The Monastery of Sendomir (Klostret i Sendomir) is a 1920 Swedish drama film directed by Victor Sjöström, based on an 1828 short story by Franz Grillparzer. It has also been released in the UK as The Secret of the Monastery. A German adaptation of the story The Monastery of Sendomir, directed by Rudolf Meinert, had been released the previous year.

==Plot==
The main part of the film is told in a flashback by a monk to two visiting noblemen on their way to Warsaw in the 17th century. He tells them how a mighty count named Starschensky once ruled Sendomir (Sandomierz), but after an intrigue in which his wife was unfaithful with her own cousin he had to use all his resources to build the monastery where they are now staying.

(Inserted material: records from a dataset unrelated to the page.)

PR #10789, opened 2023-11-06
Fixes #36873 - Store all env_ids for smart_proxy complete sync in task

sjha4:
Added a new environment_ids value in capsule sync task input which stores all env_ids o proxy when a full sync task is started

1. Sync a smart proxy and add some env/cvs and run a full sync.
2. Go to smart proxy > content tab and check sync time against envs.
3. Wait a minute and then run an env specific capsule sync task from hammer : ex: `hammer capsule content synchronize --id 2 --lifecycle-environment qa --organization-id 1`
4. Go to smart proxy > content tab and check sync time against env you ran sync on. it should show latest task and others should show older complete task.
5. Add a new env to smart proxy from edit smart proxy action.
6. Go back to content tab for proxy and confirm that you see N/A for sync time against the env.

### DIFF
--- a/app/controllers/katello/api/v2/capsule_content_controller.rb
+++ b/app/controllers/katello/api/v2/capsule_content_controller.rb
@@ -73,12 +73,16 @@ module Katello
       find_content_view if params[:content_view_id]
       find_repository if params[:repository_id]
       skip_metadata_check = ::Foreman::Cast.to_bool(params[:skip_metadata_check])
+      sync_options = {
+        :environment_id => @environment.try(:id),
+        :content_view_id => @content_view.try(:id),
+        :repository_id => @repository.try(:id),
+        :skip_metadata_check => skip_metadata_check
+      }
+      sync_options[:environment_ids] = @capsule.lifecycle_environments&.pluck(:id) unless (@environment || @content_view || @repository)
       task = async_task(::Actions::Katello::CapsuleContent::Sync,
                         @capsule,
-                        :environment_id => @environment.try(:id),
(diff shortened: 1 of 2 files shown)


ianballou:
I created a fresh new environment and promoted it and then added it to my smart proxy. Immediate it says that there is a last sync "about 3 hours ago".

I think it happened because there were no `environment_ids` and no other IDs either:

```
options:
  environment_id: 
  content_view_id: 
  repository_id: 
```

Is it better to assume that the env was synced, or just say N/A ?

ianballou:
After syncing with this code and then making a new env + adding to the smart proxy, then I see the N/A properly.

sjha4:
> Is it better to assume that the env was synced, or just say N/A if there is no `environment_ids` data?

For this release, it's better to assume env was synced (In the case of new envs CVs will show as not synced) because all complete sync tasks till the release will have no env_ids in the task and show all envs as N/A even if they are synced.

ianballou:
I also noticed after deleting all tasks that the  content views are showing up as synced
image

It seems a bit misleading since we cannot tell if it was actually synced. Would this be a good spot for another N/A ?

sjha4:
>> It seems a bit misleading since we cannot tell if it was actually synced. Would this be a good spot for another N/A ?

I'd err on the side of showing CV as synced with the content counts if we have the data available. N/A for task details makes sense in this case after task cleanup since we no longer have that info..The CV itself being synced is still accurate info here based on smart_proxy_sync_history..

ianballou (approved):
Looking good to me!

PR #10794, opened 2023-11-09
Fixes #36911 - Org scoping with container tags

sjha4:
Add scoping by org to Docker tags on UI which includes products, repos, env etc.
Have 2 or more organizations
In each, org create the same docker repo and possibly a couple unique docker repos.
Using org switcher, switch orgs and make sure, the tags and product links, environment and repositories tab on tag details are scoped by organization.


app/views/katello/api/v2/docker_tags/_base.json.rabl
```diff
@@ -18,8 +18,26 @@ child :docker_manifest => :manifest do
   attributes :schema_version, :digest, :manifest_type
 end
 
-child :repositories => :repositories do
```
ianballou, line 21: Can we retain the `:repositories` list even if no organization is specified? Asking since this will be a breaking API change.

ianballou (commented):
Working well, just one question:

app/views/katello/api/v2/docker_tags/_base.json.rabl
sjha4: Good point..Updated..

ianballou (approved):
Looking fine to me!

sjha4:
[test katello]

PR #10795, opened 2023-11-10
Fixes #36557 - ouiaId does not apply to PF3

lfu:
Remove `ouiaId` from PF3 components.
Make sure `@theforeman/eslint-plugin-rules` `12.2.0` is installed.
`npx eslint webpack` passes.
No error in `console` like:
```
react-dom.development.js:88 Warning: React does not recognize the `ouiaId` prop on a DOM element. If you intentionally want it to appear in the DOM as a custom attribute, spell it as lowercase `ouiaid` instead. If you accidentally passed it from a parent component, remove it from the DOM element.
```

### DIFF
--- a/package.json
+++ b/package.json
@@ -31,7 +31,7 @@
     "@testing-library/user-event": "^13.5.0",
     "@theforeman/builder": ">= 6.0.0",
     "@theforeman/find-foreman": "^4.8.0",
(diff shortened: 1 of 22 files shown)


jeremylenz (approved):
Green tests mean this is doing the needful. Thanks @lfu !

ACK :+1:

At the end it is revealed that the monk is in fact Starschensky himself.

==Cast==
- Tore Svennberg as Count Starschensky
- Tora Teje as Elga
- Richard Lund as Oginsky
- Renée Björling as Dortka
- Albrecht Schmidt as Manager
- Gun Robertson as Starschensky's Daughter
- Erik A. Petschler as Nobleman
- Nils Tillberg as Nobleman
- Gustaf Ranft as Abbot
- Yngwe Nyquist as Servant
- Axel Nilsson as Friar
- Jenny Tschernichin-Larsson as Coal Miner's Wife
- Emil Fjellström as Friar

==See also==
- Confessions of a Monk (1922)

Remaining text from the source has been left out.